Ok, I see the point. Renormalization ofcourse in general only pops up at "loop-level" and beyond, not at tree-level.

It is best to think on this stuff in a solid-state physics style. In a true fundamental theory, which we do not know, M depends both on $\lambda$ and $\Lambda$. They are independent parameters. M also depends on some other parameters about which we can say nothing because we do not know the true fundamental theory. However, since we do not know the true theory, we want to parameterize physics in terms of quantities in the effective theory we do know, which is QFT. But pure QFT (i.e., QFT without a cutoff) does not have any free parameter $\Lambda$. Therefore, we want to reformulate QFT with a cutoff such that all dependence on $\Lambda$ is eliminated. The only meaningful way to do it is to absorb the dependence on $\Lambda$ into a redefinition of the allowed parameter $\lambda$.

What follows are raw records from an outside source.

PR #199022, opened 2026-05-21
[CI] Pass script args using env var in merged PRs workflow

DavidSpickett:
As was done in #198160, address the problem described in
https://docs.github.com/en/actions/concepts/security/script-injections using the solution recommended by
https://docs.github.com/en/actions/reference/security/secure-use#use-an-intermediate-environment-variable.

Not all these inputs are untrusted, but I've applied it to all of them just to be consistent.

### DIFF
--- a/.github/workflows/merged-prs.yml
+++ b/.github/workflows/merged-prs.yml
@@ -40,7 +40,7 @@ jobs:
           PR_AUTHOR: ${{ github.event.pull_request.user.login }}
         run: |
           python3 ./github-automation.py \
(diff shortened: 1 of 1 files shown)


boomanaiden154 (approved):
LGTM.

boomanaiden154:
Thanks for the fix. When we enabled zizmor I tried to get the person driving it to ensure that the current repo state was clean before we enabled it by default, but apparently we did not do a very good job at that.

banach-space (approved):
LGTM, thanks!

PR #199024, opened 2026-05-21
[CI] Remove unused env var from commit-access-greeter

DavidSpickett:
LABEL_NAME has been there since the workflow's introduction in f8ef2699d860aea97750953f1b79db8ef7574e82, but has never been used.


boomanaiden154 (approved):
LGTM.

PR #199026, opened 2026-05-21
[CI] Pass label name to script using env var in pr-subscriber workflow

DavidSpickett:
As is done in issue-subscriber.yml already.

This addresses the problem described in
https://docs.github.com/en/actions/concepts/security/script-injections using the solution recommended by
https://docs.github.com/en/actions/reference/security/secure-use#use-an-intermediate-environment-variable.


boomanaiden154 (approved):
LGTM.

boomanaiden154:
Still makes sense to fix, but I think people need commit access to create new labels, so not a big security concern.

PR #199106, opened 2026-05-21
[Instrumentor][FIX] Ensure we indicate changes properly.

jdoerfert:
We now indicate changes whenever we might have changed things even if the filter will rule out instrumentation. The issue was that we need to get the argument to check the filter and that process might create new IR, e.g., a global variable containing the function name.


kevinsala (approved):
LGTM

kevinsala:
Failing PowerPC tests are unrelated to this PR. Merging.

PR #199108, opened 2026-05-21
[Instrumentor] Improve the config wizard script

jdoerfert:
This makes the config wizard script more generic as we grow instrumentation opportunities. Better output, e.g., clear paths, are also displayed now.

Prepared with Claude (AI) and tested by me afterwards.


kevinsala (approved):
In general LGTM

PR #199110, opened 2026-05-21
[libc] Add a "Q" length modifier to support __float128 in printf

strel-12:
The spelling follows an existing pattern in e.g. libquadmath for format printing `__float128` values.

A flag is added to disable the modifier. This flag only affects whether the length modifier is parsed, because the same functionality will be used independently to implement `strfromf128`.


libc/src/__support/CPP/type_traits/disjunction.h
```diff
@@ -0,0 +1,25 @@
+#ifndef THIRD_PARTY_LLVM_LLVM_PROJECT_LIBC_SRC___SUPPORT_CPP_TYPE_TRAITS_DISJUNCTION_H_
```
michaelrj-google, line 1: nit: needs a license header

libc/src/stdio/printf_core/parser.h
```diff
@@ -254,12 +265,22 @@ template <typename ArgProvider> class Parser {
...
-        if (lm != LengthModifier::L) {
-          WRITE_ARG_VAL_SIMPLEST(section.conv_val_raw, double, conv_index);
-        } else {
+#if defined(LIBC_TYPES_HAS_FLOAT128)
+        if (lm == LengthModifier::Q) {
+#if !defined(LIBC_COPT_PRINTF_DISABLE_Q_LENGTH_MODIFIER)
+          WRITE_ARG_VAL_SIMPLEST(section.conv_val_raw, float128, conv_index);
+#else
+          section.has_conv = false;
+#endif // LIBC_COPT_PRINTF_DISABLE_Q_LENGTH_MODIFIER
```
michaelrj-google, line 274: it might be useful to simplify this by defining a single constant in `printf_config.h` that represents both "we have float128" and "Q is not disabled", similar to what we do with fixed point (see `LIBC_INTERNAL_PRINTF_HAS_FIXED_POINT`).

libc/test/src/stdio/sprintf_test.cpp
```diff
@@ -1521,9 +1635,26 @@ TEST(LlvmLibcSPrintfTest, FloatDecimalConv) {
...
+};
+
+#if defined(LIBC_SPRINTF_TEST_Q_MODIFIER)
+using LongDoubleFloat128TypesAndModifiers =
+    LIBC_NAMESPACE::testing::TypeList<TypeAndLengthModifier<long double, 'L'>,
+                                      TypeAndLengthModifier<float128, 'Q'>>;
+#else
+using LongDoubleFloat128TypesAndModifiers =
+    LIBC_NAMESPACE::testing::TypeList<TypeAndLengthModifier<long double, 'L'>>;
+#endif // LIBC_SPRINTF_TEST_Q_MODIFIER
```
michaelrj-google, line 1650: I don't think it's necessary to replace the `L` with a `Q`. It would be simpler to have separate tests for the `Q` cases.

PR #199116, opened 2026-05-21
[lldb] Fix vtable support on arm64e

bulbazord:
There were 2 small issues.
1. ValueObjectVTableChild was not fixing the addresses it was pulling from signed pointers. This broke things like `SBValue::GetLoadAddress` and identifying the function pointer type from debug info.
2. TestVTableValue.py made a lot of assumptions that did not hold on arm64e. a. GetValueAsUnsigned will return a raw pointer value. Most of the time, we needed GetValueAsAddress. b. The test was reading pointers out of memory without fixing them up. c. The summary for a function pointer on arm64e includes the load address. This isn't true on other platforms.

### DIFF
--- a/lldb/source/ValueObject/ValueObjectVTable.cpp
+++ b/lldb/source/ValueObject/ValueObjectVTable.cpp
@@ -73,6 +73,8 @@ protected:
       return false;
     }
 
+    parent_addr = process_sp->FixCodeAddress(parent_addr);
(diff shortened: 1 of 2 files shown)


jimingham (approved):
Looks right to me.

jasonmolenda (approved):
LGTM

Ok, but this is more or less the "invariance argument" I mentioned. I can see this is the "only meaningful way", but as I understand from your text this is more or less the only argument (so I shouldn't try to find an intuitive reason why the cutt-off and the coupling parameter should be related)?

Thanks for your clear answer! It's very nice to exchange thoughts about this kind of stuff; it can clearify things in minutes which normally would take days or perhaps weeks :D

 

[Demystifier]

but as I understand from your text this is more or less the only argument (so I shouldn't try to find an intuitive reason why the cutt-off and the coupling parameter should be related)?

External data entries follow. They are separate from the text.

PR #199117, opened 2026-05-21
[lldb] Remove ValueObjectRecognizerSynthesizedValue::IsSynthetic override

kastiglione:
Removes the `IsSynthetic` override on `ValueObjectRecognizerSynthesizedValue`. This class does not also override `GetNonSyntheticValue`.

There was a bug in which code assumed that when `IsSynthetic()` returned true, that `GetNonSyntheticValue` would produce a different value object. However the default behavior of `GetNonSyntheticValue` is to return itself.

It seems to me that either:
1. `ValueObjectSynthetic` should be the only class to override `IsSynthetic` to true
2. or, that classes which override `IsSynthetic` should also override `GetNonSyntheticValue`

In either case, I think it's best to remove this `IsSynthetic` on `ValueObjectRecognizerSynthesizedValue`.

### DIFF
--- a/lldb/include/lldb/Target/StackFrameRecognizer.h
+++ b/lldb/include/lldb/Target/StackFrameRecognizer.h
@@ -196,7 +196,6 @@ class ValueObjectRecognizerSynthesizedValue : public ValueObject {
   CompilerType GetCompilerTypeImpl() override {
     return m_parent->GetCompilerType();
   }
-  bool IsSynthetic() override { return true; }
 
  private:
   lldb::ValueType m_type;


kastiglione:
See also https://github.com/swiftlang/llvm-project/pull/13038

kastiglione:
@jimingham thoughts?

jimingham:
Even though it has Synthesize in the name, ValueObjectRecognizerSynthesizedValue is not a synthetic value object.  A Synthetic ValueObject is a ValueObject that stands in for the Value or Children of some other ValueObject.

But ValueObjectRecognizerSynthesizedValue is handed out as the first order result of providing values in a synthesized frame.  There is no ValueObject for it to be the synthetic representation of.  It would be like saying that a ValueObjectVariable is synthetic.  It doesn't make sense.

I have to think a little bit more about the general "IsSynthetic" question, however.  It seems to me like it matters more whether something has a synthetic child provider than the kind of a particular child returned by a synthetic child provider.  

For instance, if I have a struct and my synthetic child provider presents some of the original ValueObject's ValueObjectChildren as its synthetic children, and then adds some others.  Is it right to say that the original ValueObjectChildren are synthetic?

jimingham (approved):
I am less sure about the overall question, but there's no sense in which a ValueObjectRecognizerSynthesizedValue is a "Synthetic" value as lldb has been using the term synthetic.  It is on a level with ValueObjectVariable or other providers of root value objects.

kastiglione:
Thanks for sharing your thought process.

PR #196029, opened 2026-05-06
[AArch64][SVE] Use truncating stores whenever possible

sushgokh:
For fixed length SVE and fixed length vectors x/y, fold

```
store(concat_vector(truncate(x), truncate(y)))
-->  store(truncate(x))
     store(truncate(y))
```

PR #199122, opened 2026-05-21
[AArch64] Address issue reported in PR#196029

sushgokh:
For certain types of truncating stores, the lowering action is set to custom although no custom lowering exists for them.

Add  a guard to prevent such false entry.

Addresses issue reported in PR #196029

### DIFF
--- a/llvm/lib/Target/AArch64/AArch64ISelLowering.cpp
+++ b/llvm/lib/Target/AArch64/AArch64ISelLowering.cpp
@@ -1774,19 +1774,15 @@ AArch64TargetLowering::AArch64TargetLowering(const TargetMachine &TM,
     }
 
     // SVE supports truncating stores of 64 and 128-bit vectors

As far as I know, there is no other (more intuitive) reason for this. If you find some, let me know!

 

[haushofer]

As far as I know, there is no other (more intuitive) reason for this. If you find some, let me know!

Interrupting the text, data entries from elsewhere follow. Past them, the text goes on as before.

PR #199123, opened 2026-05-21
[CIR] Omit nsw/nuw on integer vector binops

adams381:
CIRGen was attaching `nsw` to `cir.add` on `!cir.vector` integer types
because the signed-overflow path keys off `compType` (the element type,
still `!s32i`), while the verifier only allows `nsw`/`nuw` on scalar
`!cir.int` results.  That mismatch showed up 144 times in the libcxx
CIR sweep on `std::experimental::simd` — `experimental/__simd/vec_ext.h`
increment/decrement (`__data + 1` / `__data - 1`).

Classic CodeGen never enters the signed-overflow block for vector
computation types; CIR now skips the scalar `nsw`/`nuw` path when the
MLIR operand is an integer vector, and uses `getAs<VectorType>()` for
`compType` so typedef-wrapped GCC vectors resolve the element type
correctly.

Regression test `vector-binop-overflow.cpp` checks scalar add still gets
`nsw` and vector add/sub/mul do not (CIR + LLVM + OGCG).

### DIFF
--- a/clang/test/CIR/CodeGen/vector-binop-overflow.cpp
+++ b/clang/test/CIR/CodeGen/vector-binop-overflow.cpp
@@ -1,0 +1,41 @@
+// RUN: %clang_cc1 -triple x86_64-unknown-linux-gnu -Wno-unused-value -fclangir -emit-cir %s -o %t.cir
+// RUN: FileCheck --check-prefix=CIR --input-file=%t.cir %s
+// RUN: %clang_cc1 -triple x86_64-unknown-linux-gnu -Wno-unused-value -fclangir -emit-llvm %s -o %t-cir.ll
+// RUN: FileCheck --check-prefix=LLVM --input-file=%t-cir.ll %s
+// RUN: %clang_cc1 -triple x86_64-unknown-linux-gnu -Wno-unused-value -emit-llvm %s -o %t.ll
+// RUN: FileCheck --check-prefix=LLVM --input-file=%t.ll %s
+
+typedef int vi4 __attribute__((vector_size(16)));
+
+struct SimdStorage {
+  int __data __attribute__((vector_size(16)));
+};
+
+int scalar_add(int a, int b) { return a + b; }
+
+void vector_binops(vi4 a, vi4 b, SimdStorage &s) {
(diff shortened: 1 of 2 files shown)


clang/test/CIR/CodeGen/vector-binop-overflow.cpp
```diff
@@ -0,0 +1,49 @@
+// RUN: %clang_cc1 -triple x86_64-unknown-linux-gnu -Wno-unused-value -fclangir -emit-cir %s -o %t.cir
+// RUN: FileCheck --check-prefix=CIR --input-file=%t.cir %s
+// RUN: %clang_cc1 -triple x86_64-unknown-linux-gnu -Wno-unused-value -fclangir -emit-llvm %s -o %t-cir.ll
+// RUN: FileCheck --check-prefix=LLVM --input-file=%t-cir.ll %s
+// RUN: %clang_cc1 -triple x86_64-unknown-linux-gnu -Wno-unused-value -emit-llvm %s -o %t.ll
+// RUN: FileCheck --check-prefix=OGCG --input-file=%t.ll %s
```
erichkeane: Why is there separate check-lines for OGCG?

adams381: > Why is there separate check-lines for OGCG?

The `LLVM` lines check `-fclangir -emit-llvm` (`%t-cir.ll`); the `OGCG` lines check classic `-emit-llvm` (`%t.ll`). We duplicate the expectations so the test fails if CIR lowering and OGCG diverge — not because we expect different IR today.

erichkeane: No we don't?

adams381: You're right — fixed.  The last RUN line now uses `--check-prefix=LLVM` for both `%t-cir.ll` and `%t.ll`, and the duplicate `OGCG` check lines are gone.

adams381:
@erichkeane ready for re-review after the May 26 fix.

erichkeane (approved):

PR #199126, opened 2026-05-21
[clang] Use FileError in FileManager::getFileRef, getDirectoryRef

benlangmuir:
Most callers are unchanged, since they either ignore the specific error or have their own formatting of the error that includes both the path and the errorToErrorCode-unwrapped value. However, for clients that just forward the error it's helpful to ensure we do not lose track of the filename that the error is associated with, so use FileError.

Incidentally remove two uses of errorToErrorCode that were being used instead of consumeError; in both cases getOptionalFileRef was more appropriate.

### DIFF
--- a/clang/lib/Basic/FileManager.cpp
+++ b/clang/lib/Basic/FileManager.cpp
@@ -21,6 +21,7 @@
 #include "llvm/ADT/SmallString.h"
 #include "llvm/ADT/Statistic.h"
 #include "llvm/Config/llvm-config.h"
+#include "llvm/Support/Error.h"
 #include "llvm/Support/FileSystem.h"
 #include "llvm/Support/IOSandbox.h"
 #include "llvm/Support/MemoryBuffer.h"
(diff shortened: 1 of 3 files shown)


cachemeifyoucan (approved):

jansvoboda11 (approved):

MaskRay:
There is a small compile time regression https://llvm-compile-time-tracker.com/compare.php?from=d2e9300b72637f92aa0ebf4aa5b82f84e4023640&to=b081351c7e20a26a6e67b3e82c065f02e4cce8d8&stat=instructions:u

```
	59234M (+0.04%)	74056M (+0.04%)	85564M (+0.04%)	17471M (+0.09%)	66487M (+0.03%)	20224M (+0.08%)	51324M (+0.03%)	15478M (+0.12%)	21519515M (+0.01%)
```

benlangmuir:
@MaskRay Thanks for the heads up. I suspect specializing the `getOptional*Ref` functions to not construct Errors would win this back, but I'm going to revert until I have time to look at it carefully.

Yeah sure, I will ;) But somehow this bothers me a little, so the quest is not over yet :D Thanks!

 

[Demystifier]

Maybe this can help:
Theories with different values of $$\lambda$$ and $$\Lambda$$ can be thought of as theories with different measurable predictions. However, we cannot determine $$\Lambda$$ from experiments. Why not? Because for each value of $$\Lambda$$ there is a corresponding value of $$\lambda$$ such that measurable predictions (that is, M) will stay unchanged. Thus, the function $$\lambda(\Lambda)$$ can be thought of as a parameterization of a class of different theories that lead to the same measurable predictions.

 

[RedX]

It is best to think on this stuff in a solid-state physics style. In a true fundamental theory, which we do not know, M depends both on $\lambda$ and $\Lambda$. They are independent parameters. M also depends on some other parameters about which we can say nothing because we do not know the true fundamental theory. However, since we do not know the true theory, we want to parameterize physics in terms of quantities in the effective theory we do know, which is QFT. But pure QFT (i.e., QFT without a cutoff) does not have any free parameter $\Lambda$. Therefore, we want to reformulate QFT with a cutoff such that all dependence on $\Lambda$ is eliminated. The only meaningful way to do it is to absorb the dependence on $\Lambda$ into a redefinition of the allowed parameter $\lambda$.

In this case, don't we know the true fundamental theory? It's a scalar $$\phi^4$$ theory. So $$\lambda$$ is a function of $$\Lambda$$.

If you start out with a cutoff however, then $$\lambda$$ and $$\Lambda$$ are independent, for one value only - the value of $$\lambda$$ at the cutoff. When you change your cutoff however, then $$\lambda$$ is a function of the cutoff in order to retain the same results.